# China says LeBron commercial insults national dignity



## JGKoblenz (Jul 19, 2002)

China has banned a Nike television commercial showing NBA star LeBron James fighting a cartoon kung fu master, saying it insults national dignity.


----------



## Priest (Jun 24, 2003)

cry me a river


----------



## Locke (Jun 16, 2003)

I like these commercials. They're original and creative when speaking of ways to advertise a shoe.


----------



## Mongolmike (Jun 11, 2002)

One of the first thoughts I had when I saw the commercial for the first time, was A) it's cool, and #2) this is a not-so-subtle attempt by NIKE to focus on one of the the largest markets in the world, the Asian market, using one of the hottest athletes in the world.

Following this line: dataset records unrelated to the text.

PR #29, opened 2022-02-11
Migrate base image to BCI image

bk201:
**Related issue**

https://github.com/harvester/harvester/issues/1868

### DIFF
--- a/package/Dockerfile
+++ b/package/Dockerfile
@@ -1,7 +1,11 @@
-FROM alpine
+FROM registry.suse.com/bci/bci-base:15.3
+
 # parted -> for `parted` command
-# util-linux -> for `lsblk` command
+# util-linux-systemd -> for `lsblk` command
 # e2fsprogs -> for `mkfs.ext4` command
-RUN apk update && apk add -u --no-cache parted util-linux e2fsprogs
+RUN zypper -n rm container-suseconnect && \
+    zypper -n install parted util-linux-systemd e2fsprogs iproute2 && \
+    zypper -n clean -a && rm -rf /tmp/* /var/tmp/* /usr/share/doc/packages/*
+
 COPY bin/node-disk-manager /usr/bin/
 CMD ["node-disk-manager"]


package/Dockerfile
```diff
@@ -1,7 +1,11 @@
-FROM alpine
+FROM registry.suse.com/suse/sle15:15.3
+
 # parted -> for `parted` command
-# util-linux -> for `lsblk` command
+# util-linux-systemd -> for `lsblk` command
 # e2fsprogs -> for `mkfs.ext4` command
-RUN apk update && apk add -u --no-cache parted util-linux e2fsprogs
+RUN zypper -n rm container-suseconnect && \
+    zypper -n install parted util-linux-systemd e2fsprogs && \
```
weihanglo, line 7: Need add `iproute2` package. (Dependency of go-iscsi-helper)
https://software.opensuse.org/package/iproute2

https://github.com/longhorn/go-iscsi-helper/blob/49a327fb024e4637ccc89ec6d73b3c550feec2d1/util/util.go#L94-L96

weihanglo (commented):
Note that the image size increases from 48MiB to 200MiB.

bk201:
> Note that the image size increases from 48MiB to 200MiB.

That's mostly caused by the dependency of package `util-linux-systemd`, in alpine world it's more simpler.

package/Dockerfile
```diff
@@ -1,7 +1,11 @@
-FROM alpine
+FROM registry.suse.com/bci/bci-base:15.3
```
bk201, line 1: Also switch from
```
FROM registry.suse.com/suse/sle15:15.3
```

to

```
FROM registry.suse.com/bci/bci-base:15.3
```

weihanglo (approved):
LGTM

bk201:
FWIW, using dive to inspect image layers:

original (alpine):
Screen Shot 2022-02-15 at 2 46 04 PM

new (BCI):

Screen Shot 2022-02-15 at 2 46 08 PM


The zstd-compressed tarball is 16M vs 63M.

guangbochen:
Wondering if `bci-base` is need for the NDM or using the `bci-minimal` is sufficient enough?

bk201:
@guangbochen  `zypper` is only available in the `bci-base` image. If we want a managed way to install dependent packages (like lsblk), the `bci-base` image is still preferred.

guangbochen (approved):
LGTM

Guess I was wrong.... heh, heh... and so was the NIKE ad maker....

NIKE Ad Producer: "Gentlemen, I think we came up with a really hot commercial that will excite interest here in the states, and will also drive up sales for your large Asian market."

NIKE Ad Executives: "Brilliant!"

NIKE CEO: "Excellant work... I love it!"

....sometime later.....

Recent news reports out of the far east state that the new LeBron James "Kung-fu" NIKE commercial is offensive to the People's Republic of China.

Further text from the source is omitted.